8.10.07

Comment Internet change la vie

La journaliste Catherine Vincent me semble poser les bonnes questions concernant l'influence d'Internet sur les jeunes :

"Quels comportements auront à l'âge adulte ces enfants de la Net-génération ? Seront-ils plus sociaux que les générations précédentes ? Plus solitaires ? Affectivement plus fragiles, intellectuellement plus polyvalents ? Certitude : d'ores et déjà, leur réseau de sociabilité s'étend bien au-delà du réseau des contacts physiques. " Etre fille ou fils de... compte moins aujourd'hui qu'être en lien avec... ", constate Sylvie Octobre, sociologue au département des études, de la prospective et des statistiques du ministère de la culture. " Ce que les jeunes sont en train d'apprendre, c'est à être capable d'entretenir la bonne relation avec la bonne personne en n'importe quel point de la planète. " Un " capital social " qui, selon elle, constituera un véritable avantage dans nos sociétés futures."

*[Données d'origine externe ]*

PR #551, opened 2020-12-02
Print warning messages to stderr rather than stdout

alexcb:
- when fetching secrets, if a warning occurs it's printed to stdout
rather than stderr, which breaks accessing secrets via the cli.

### DIFF
--- a/.github/workflows/ci.yml
+++ b/.github/workflows/ci.yml
@@ -44,7 +44,7 @@ jobs:
       - name: "Experimental tests"
         run: ./build/linux/amd64/earth -P ./examples/tests+experimental
       - name: Execute test similar to homebrew test in https://github.com/Homebrew/homebrew-core/blob/master/Formula/earthly.rb
-        run: ./build/linux/amd64/earth --buildkit-host 127.0.0.1 ./examples/tests/with-docker+all | grep 'Error while dialing invalid address 127.0.0.1'
+        run: ./build/linux/amd64/earth --buildkit-host 127.0.0.1 ./examples/tests/with-docker+all 2>&1 | grep 'Error while dialing invalid address 127.0.0.1'
       - name: Docker Login
         run: docker login --username "${{ secrets.DOCKERHUB_USERNAME }}" --password "${{ secrets.DOCKERHUB_TOKEN }}"
         if: github.event.pull_request.head.repo.full_name == github.repository
--- a/conslogging/conslogging.go
+++ b/conslogging/conslogging.go
@@ -51,7 +51,8 @@ type ConsoleLogger struct {
 	mu             *sync.Mutex
 	saltColors     map[string]*color.Color
 	nextColorIndex *int
-	w              io.Writer
+	outW           io.Writer
+	errW           io.Writer
 	trailingLine   bool
 	prefixPadding  int
 }
@@ -59,7 +60,8 @@ type ConsoleLogger struct {
 // Current returns the current console.
 func Current(colorMode ColorMode, prefixPadding int) ConsoleLogger {
 	return ConsoleLogger{
-		w:              os.Stdout,
+		outW:           os.Stdout,
+		errW:           os.Stderr,
 		colorMode:      colorMode,
 		saltColors:     make(map[string]*color.Color),
 		nextColorIndex: new(int),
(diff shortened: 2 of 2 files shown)


conslogging/conslogging.go
```diff
@@ -130,17 +133,17 @@ func (cl ConsoleLogger) WithFailed(isFailed bool) ConsoleLogger {
...
-	cl.color(successColor).Fprintf(cl.w, "=========================== SUCCESS ===========================\n")
+	cl.color(successColor).Fprintf(cl.outW, "=========================== SUCCESS ===========================\n")
 }
 
 // PrintFailure prints the failure message.
 func (cl ConsoleLogger) PrintFailure() {
 	cl.mu.Lock()
 	defer cl.mu.Unlock()
-	cl.color(warnColor).Fprintf(cl.w, "=========================== FAILURE ===========================\n")
+	cl.color(warnColor).Fprintf(cl.outW, "=========================== FAILURE ===========================\n")
```
alexcb, line 143: we could optionally print this to errW (stderr) too, what do you think?

conslogging/conslogging.go
```diff
@@ -222,17 +225,17 @@ func (cl ConsoleLogger) printPrefix() {
 		*cl.nextColorIndex = (*cl.nextColorIndex + 1) % len(availablePrefixColors)
 	}
 	c = cl.color(c)
-	c.Fprintf(cl.w, cl.prettyPrefix())
+	c.Fprintf(cl.outW, cl.prettyPrefix())
 	if cl.isFailed {
-		cl.w.Write([]byte(" *"))
-		cl.color(warnColor).Fprintf(cl.w, "failed")
-		cl.w.Write([]byte("*"))
+		cl.outW.Write([]byte(" *"))
```
alexcb, line 230: same comment as earlier regarding printing this failure to stderr too?

.github/workflows/ci.yml
```diff
@@ -44,7 +44,7 @@ jobs:
       - name: "Experimental tests"
         run: ./build/linux/amd64/earth -P ./examples/tests+experimental
       - name: Execute test similar to homebrew test in https://github.com/Homebrew/homebrew-core/blob/master/Formula/earthly.rb
-        run: ./build/linux/amd64/earth --buildkit-host 127.0.0.1 ./examples/tests/with-docker+all | grep 'Error while dialing invalid address 127.0.0.1'
+        run: ./build/linux/amd64/earth --buildkit-host 127.0.0.1 ./examples/tests/with-docker+all 2>&1 | grep 'Error while dialing invalid address 127.0.0.1'
```
alexcb, line 47: luckily homebrew already combines stderr and stdout in https://github.com/homebrew/homebrew-core/blob/master/Formula/earthly.rb#L41

conslogging/conslogging.go
```diff
@@ -151,7 +154,7 @@ func (cl ConsoleLogger) Warnf(format string, args ...interface{}) {
 
 	for _, line := range strings.Split(text, "\n") {
 		cl.printPrefix()
-		c.Fprintf(cl.w, "%s\n", line)
+		c.Fprintf(cl.errW, "%s\n", line)
```
vladaionescu, line 157: `printPrefix` should take an argument for the writer to use so that warnings with a prefix get both the warning and the prefix written to stderr.

conslogging/conslogging.go
vladaionescu: Not sure what you mean here. I think printing the failed output to stderr could be interesting. 🤔

alexcb: I need to have calls to `Warnf()` go to stderr rather than stdout. Because without that change, I can't do:

```
MY_KEY=$(earth secrets get /user/secret_key)
```

I made the change in this PR to fix that issue, and I was wondering if we should also switch the errors that occur during a regular build to also go to stderr too. I'm fine leaving it as stdout as I just need to fix `warnf` to unblock progress with accessing secrets.

conslogging/conslogging.go
alexcb: good catch, I just pushed up a fix for this.

conslogging/conslogging.go
vladaionescu: Sounds good to me either way. No strong opinion.

vladaionescu (approved):

PR #553, opened 2020-12-03
Optionally use cloud secrets for Docker Hub in integration tests

vladaionescu:
Also,

* Use `docker login` in GH actions as much as possible
* Allow optional secrets via empty secret ref
* Fix an issue with propagating build args

------------------
TODO:

- [x] Test/fix all CIs
- [x] If external contribution, allow GH actions to run without credentials
- [x] Add doc mention for optional secret


alexcb (approved):
very nice addition

PR #557, opened 2020-12-03
Switch windows pipeline to use wsl2 buildkite agent

vladaionescu:
CC @alexcb FYI

We now use the Linux buildkite agent in Windows WSL2, rather than the Windows buildkite agent, outside of wsl2.


alexcb (approved):

dchw:
Lets go!

PR #562, opened 2020-12-04
Ignore unknown json fields when unmarshalling

alexcb:
- without this change, when the server returns a new field, the client
will reject it, thus breaking backwards-compatibility.


dchw (approved):
LGTM

PR #566, opened 2020-12-04
Display if auth token is read-only

alexcb:


alexcb:
This PR requires our server to be updated before we merge.

vladaionescu (approved):

PR #573, opened 2020-12-04
Faster detection when dockerd fails to start. Increase timeout to make it more stable on WSL

vladaionescu:


alexcb (approved):
nice speedup

PR #592, opened 2020-12-07
Fix interactive mode in WITH DOCKER

vladaionescu:
There was a conflict between host docker's IP address and the inner docker IP address. This caused the interactive debugger to not be able to find the right IP when it wanted to connect to the debug proxy.


alexcb (approved):
nice find!

PR #599, opened 2020-12-08
Pretty print some errors

### LINKED ISSUE #537: Error messages could be less verbose and more clear
This error:
>Error: build target: build main: bkClient.Build: failed to solve: rpc error: code = Unknown desc = syntax error: line 1:0 no viable alternative at input 'build:'
would be more understandable if it were merely
> Error 1:0 no viable alternative at input 'build:

cc @JensRantil

dchw:
This changes how the earth command outputs the gRPC errors.

Example 1:

Original: `Error: build target: build main: bkClient.Build: failed to solve: rpc error: code = Unknown desc = syntax error: line 1:0 no viable alternative at input 'no-artifact:'`
Cleaned: `Error: line 1:0 no viable alternative at input 'no-artifact:'`

Example 2:

Original: `Error: build target: build main: bkClient.Build: failed to solve: rpc error: code = Unknown desc = parse: Invalid command LOL`
Cleaned: `Error: Invalid command LOL`

Fixes #537

### DIFF
--- a/cmd/earth/main.go
+++ b/cmd/earth/main.go
@@ -975,7 +975,7 @@ func (app *earthApp) run(ctx context.Context, args []string) int {
 				"Check your git auth settings.\n" +
 					"Did you ssh-add today? Need to configure ~/.earthly/config.yml?\n" +
 					"For more information see https://docs.earthly.dev/guides/auth\n")
-		} else if rpcRegex.MatchString(err.Error()) {
+		} else if !app.verbose && rpcRegex.MatchString(err.Error()) {
 			baseErr := errors.Cause(err)
 			baseErrMsg := rpcRegex.ReplaceAll([]byte(baseErr.Error()), []byte(""))
 
--- a/cmd/earth/main.go
+++ b/cmd/earth/main.go
@@ -963,6 +963,9 @@ func (app *earthApp) insertZSHCompleteEntry() error {
 
 func (app *earthApp) run(ctx context.Context, args []string) int {
 	err := app.cliApp.RunContext(ctx, args)
+
+	rpcRegex := regexp.MustCompile(`rpc error: code = .+ desc = .+:\s`)
+
 	if err != nil {
 		if strings.Contains(err.Error(), "security.insecure is not allowed") {
 			app.console.Warnf("Error: --allow-privileged (-P) flag is required\n")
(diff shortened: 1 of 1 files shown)


cmd/earth/main.go
```diff
@@ -972,6 +975,11 @@ func (app *earthApp) run(ctx context.Context, args []string) int {
 				"Check your git auth settings.\n" +
 					"Did you ssh-add today? Need to configure ~/.earthly/config.yml?\n" +
 					"For more information see https://docs.earthly.dev/guides/auth\n")
+		} else if rpcRegex.MatchString(err.Error()) {
+			baseErr := errors.Cause(err)
+			baseErrMsg := rpcRegex.ReplaceAll([]byte(baseErr.Error()), []byte(""))
+
+			app.console.Warnf("Error: %v\n", string(baseErrMsg))
 		} else {
 			app.console.Warnf("Error: %v\n", err)
```
dchw, line 984: I see maybe we could also do `errors.Cause(err)` here.

cmd/earth/main.go
```diff
@@ -972,6 +975,11 @@ func (app *earthApp) run(ctx context.Context, args []string) int {
 				"Check your git auth settings.\n" +
 					"Did you ssh-add today? Need to configure ~/.earthly/config.yml?\n" +
 					"For more information see https://docs.earthly.dev/guides/auth\n")
+		} else if rpcRegex.MatchString(err.Error()) {
```
vladaionescu, line 978: Wondering if using something like this would be better for unwrapping gRPC errors: https://stackoverflow.com/a/52972944

dchw:
Per @vladaionescu's comments, I will not truncate things when `--verbose` is supplied. Change for that is still incoming.

vladaionescu (commented):
Looks good - can you show a sample output?

cmd/earth/main.go
dchw: Maybe? All the status are `unknown`, at least that I can seem to trigger? Is there a gRPC error parser to pull out the error message?

We would still need to know that it is a gRPC error in the first place; perhaps then just checking for `rpc error:` would be best, assuming theres a built in way to pull out the error text.

vladaionescu: Based on the SO link, I think you can do
```
e, ok := status.FromError(err)
if ok {
  ...
}
```
to check if it's gRPC error and then
```
e.Message()
```
to grab the message.

dchw: Yeah I tried that. Doesn't pick it up as a gRPC message; FWIW I am passing in the error here from `errors.Cause(err)` to ensure its the gRPC error.

```
               if st, ok := status.FromError(errors.Cause(err)); ok {
			app.console.Warnf("YES GRPC:\n")
			app.console.Warnf("Error: %v\n", st.Message())
		} else if st, ok := status.FromError(errors.Cause(err)); !ok {
			app.console.Warnf("NO GRPC:\n")
			app.console.Warnf("Error: %v\n", st.Message())
		} 
```

Ends up printing this on my current test case:

```
NO GRPC:
Error: rpc error: code = Unknown desc = syntax error: line 1:0 no viable alternative at input 'no-artifact:'
```

vladaionescu: Ah ok. Then I think this looks good.

cmd/earth/main.go
vladaionescu: That could be a good idea, if `--verbose` is not passed

cmd/earth/main.go
dchw: OK. Also tried it with removing the `rpc error:` prefix... still no dice

vladaionescu (approved):

PR #601, opened 2020-12-08
Allow no newlines before targets

### LINKED ISSUE #538: Error if no base and no blank line
The following earthfile produces an error:
```
build:
    FROM golang:1.13-alpine3.11
    WORKDIR /demo
    COPY go.mod go.sum main.go ./
    RUN go build -o demo .
    ENTRYPOINT ["/demo/demo"]
    SAVE IMAGE example:latest
```
If a blank line is added at the top of the file, the error goes away.

dchw:
For Earthfiles without any `+base`; a (newline/comment) was required before the first target. This eliminates that requirement. This is now valid:

```
no-artifact:
    FROM alpine
    WORKDIR /usr/build
    RUN touch hi
    SAVE ARTIFACT hi
```

Fixes #538


alexcb (approved):
looks like an easy fix

earthfile2llb/parser/EarthParser.g4
```diff
@@ -4,7 +4,7 @@ options {
 	tokenVocab = EarthLexer;
 }
 
-earthFile: NL* stmts? NL+ targets? NL* EOF;
+earthFile: NL* stmts? NL* targets? NL* EOF;
```
vladaionescu, line 7: I think we still need to force a NL if base `stmts` are present.

```suggestion
earthFile: NL* (stmts NL)? NL* targets? NL* EOF;
```

dchw:
@alexcb The hard part was ANTLR. Never used it before.

vladaionescu (commented):
Good find

earthfile2llb/parser/EarthParser.g4
dchw: This is to enforce a new line between `+base` and `+my-target` right? Just checking for my own understanding

```
FROM xyz
RUN foo

my-target:
    RUN do-it.sh
```

vladaionescu: not quite.. it's to prevent this (no new line at all):

```
FROM xyz
RUN foo my-target:
    RUN do-it.sh
```

vladaionescu:
Do you want to also add a super simple integration test? Take a look at `examples/tests/Earthfile` and add one more.

earthfile2llb/parser/EarthParser.g4
dchw: Hm I tried that with the old way and it still failed. Willing to go along with it though

dchw:
> Do you want to also add a super simple integration test? Take a look at `examples/tests/Earthfile` and add one more.

Sure I can add another

vladaionescu (approved):

PR #1271, opened 2021-10-07
Make secrets and mirror optional, to ease contribution.

dchw:
You can invoke it like this:

```
earthly -P --build-arg DOCKERHUB_AUTH=true --build-arg DOCKERHUB_USER_SECRET=+secrets/earthly-technologies/dockerhub-mirror/user --build-arg DOCKERHUB_TOKEN_SECRET=+secrets/earthly-technologies/dockerhub-mirror/pass --build-arg DOCKERHUB_MIRROR=registry-1.docker.io.mirror.corp.earthly.dev +test
```

Or just specify the default secrets at a path:

```
earthly -P --secret DOCKERHUB_USER=me --secret DOCKERHUB_TOKEN=hunter2 +test
```

In addition, remove lots of the `if`s in GHA that did different things depending on where the branch came from. We are doing this in favor of the maintainer approval button per earlier discussion in Slack.


vladaionescu:
Yeah, maybe. Basically a struct :-)

Could be worth a proposal to explore some options

dchw:
> Yeah, maybe. Basically a struct :-)
> 
> Could be worth a proposal to explore some options

Gonna be tricky to avoid creating

PR #1281, opened 2021-10-08
buildkite test job killer

alexcb:
If no jobs are running, we get the errornous error:

    kill: usage: kill [-s sigspec | -n signum | -sigspec] pid | jobspec ... or kill -l [sigspec]

which adds noise to the error logs.

Additionally, we should kill jobs on all exits (including clean), not just sigint and sigterm

### DIFF
--- a/.buildkite/tests.sh
+++ b/.buildkite/tests.sh
@@ -2,7 +2,16 @@
 
 set -xeu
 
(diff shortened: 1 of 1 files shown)


alexcb:
example buildkite failure:

image

from https://buildkite.com/earthly-technologies/earthly-mac-scheduled/builds/13#88c0bc85-77cc-4dcf-9d65-38a62ddb6abd

Issue #707, opened 2021-01-12
Include secrets when RUN --secrets is run


agbell:
To run a command with a secret ENV set, I need to specify it twice, once when I run earthly and once when I run the command.  It would be useful if there were a terser syntax.

Now:
```
earthly -P \
    --secret AWS_ACCESS_KEY_ID=foo \
    --secret AWS_SECRET_ACCESS_KEY=bar \
    --secret AWS_SESSION_TOKEN=baz \
```

```
 RUN \
            --secret AWS_ACCESS_KEY_ID=+secrets/AWS_ACCESS_KEY_ID \
            --secret AWS_SECRET_ACCESS_KEY=+secrets/AWS_SECRET_ACCESS_KEY \
            --secret AWS_SESSION_TOKEN=++secrets/AWS_SESSION_TOKEN \
            printenv
```

Potential Simplification:

```
earthly -P \
    --secret AWS_ACCESS_KEY_ID=foo \
    --secret AWS_SECRET_ACCESS_KEY=bar \
    --secret AWS_SESSION_TOKEN=baz \
```

```
 RUN --secrets printenv
```

vladaionescu:
This has the disadvantage that the build is less readable - it's less clear which secrets are actually used.

An alternative, which simplifies the usage is registering [cloud secrets](https://docs.earthly.dev/guides/cloud-secrets). With that, secrets are only referenced in the Earthfile only.

kevinkjt2000:
Cloud secrets may not be a possibility for some projects. Imagine laws/regulations that enforce storage of secrets to particular systems, relying on a cloud for privileged information that is outside of those systems could be illegal.

As for this issue, I don't know how I feel about exposing all secrets to a command when some may want to be more selective about which secrets go to which commands. I concur that it is also less clear which secrets are being used in this way.

For secrets that have exactly the same environment variable name as their counterpart, how about reducing the repetition by changing this
```
 RUN \
            --secret AWS_ACCESS_KEY_ID=+secrets/AWS_ACCESS_KEY_ID \
            --secret AWS_SECRET_ACCESS_KEY=+secrets/AWS_SECRET_ACCESS_KEY \
            --secret AWS_SESSION_TOKEN=+secrets/AWS_SESSION_TOKEN \
            printenv
```
to this
```
 RUN \
            --secret AWS_ACCESS_KEY_ID \
            --secret AWS_SECRET_ACCESS_KEY \
            --secret AWS_SESSION_TOKEN \
            printenv
```
[...]

PR #1284, opened 2021-10-09
enhancement: add short version for secrets

dhaven:
Implements https://github.com/earthly/earthly/issues/707#issuecomment-764693208

Give the user the option to reference secrets in a compact way when the env var name is the same as the secret-id.


wesselvdv:
Was a release ever cut for this? I states in the docs that this should work, but I'm getting a `invalid secret definition ` when using this secret form.

PR #1312, opened 2021-10-15
Separate earthly tests from examples

andrewsykim:
This PR separates `examples/tests` into its own directory `tests/`. I'm not actually sure if keeping our tests in `examples/tests` could still be useful because the tests do serve as good examples sometimes. But the changes required to make it work were pretty simple so I figured I would open the PR anyways.


andrewsykim:
Admittedly this is more of a cosmetic fix, so I think I'm okay to close it if it would cause more damage like broken links and references.

andrewsykim:
@alexcb PR has updates to `.github/workflows/ci.yml` already, anything I missed there?

andrewsykim:
> That's a lot of diffs

Fwiw most of the diffs are just moving a bunch of the Earthfiles from `example/tests` to `tests/` :P

PR #1341, opened 2021-10-22
Introduce an internal cache version number

alexcb:
Whenever the number increases, the previous cache will be reset.


vladaionescu:
I wonder if the cloud cache could cause any issues. Hopefully, that's compatible between versions.

PR #1342, opened 2021-10-22
0.6: Update docs and examples

vladaionescu:
Docs preview: https://app.gitbook.com/o/-MB5s2W0v8S4xFU5ELti/s/WAEFmRlTkh9KoLoExeDB/

Our own builds have not been updated to avoid conflicts with the main branch. Only examples and docs.

This removes **beta** and **experimental** labels in the docs for a number of features that are being GA'd. It also enables by default the necessary feature flags (@alexcb - mind reviewing this part to make sure that I got it right? See `features.go` changes).

Not yet done (will be done in a separate PR. EDIT: See https://github.com/earthly/earthly/pull/1344):
* Enabling local registry exporter by default
* Enabling client conversion parallelism by default
* Enabling --use-inline-cache for all builds and deprecating the flag

Question regarding `FROM DOCKERFILE`: IIRC this is left as beta only because it doesn't quite work on windows. But windows is already in the experimental bucket - so I think we can call `FROM DOCKERFILE` ga then? Thoughts @dchw?

### DIFF
--- a/docs/earthfile/earthfile.md
+++ b/docs/earthfile/earthfile.md
@@ -814,7 +814,7 @@ Sets an initialization time period in which failures are not counted towards the
 
 Sets the number of retries before a container is considered `unhealthy`. Defaults to `3`.
 
-## FROM DOCKERFILE (**beta**)
+## FROM DOCKERFILE
 
 #### Synopsis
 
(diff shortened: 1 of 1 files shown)


alexcb:
> Do we already support returning an error as described?
> 

@vladaionescu we will need to insert `0.6` here: https://github.com/earthly/earthly/blob/main/ast/validator.go#L15-L17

Avec les communautés virtuelles, poursuit-elle, chacun prend conscience qu'il est un individu parmi des millions d'autres, mais aussi qu'il peut être contacté depuis le monde entier. Cela confère aux adolescents une légitimité nouvelle, qu'ils ne trouvent ni en famille ni dans le milieu scolaire. " Au sein de la sphère privée et familiale, ces nouvelles compétences ne vont pas sans bouleverser les principes traditionnels. A la transmission descendante, des parents aux enfants, s'est ainsi ajoutée une transmission ascendante, des enfants aux parents... Et, surtout, une transmission horizontale entre pairs. (…)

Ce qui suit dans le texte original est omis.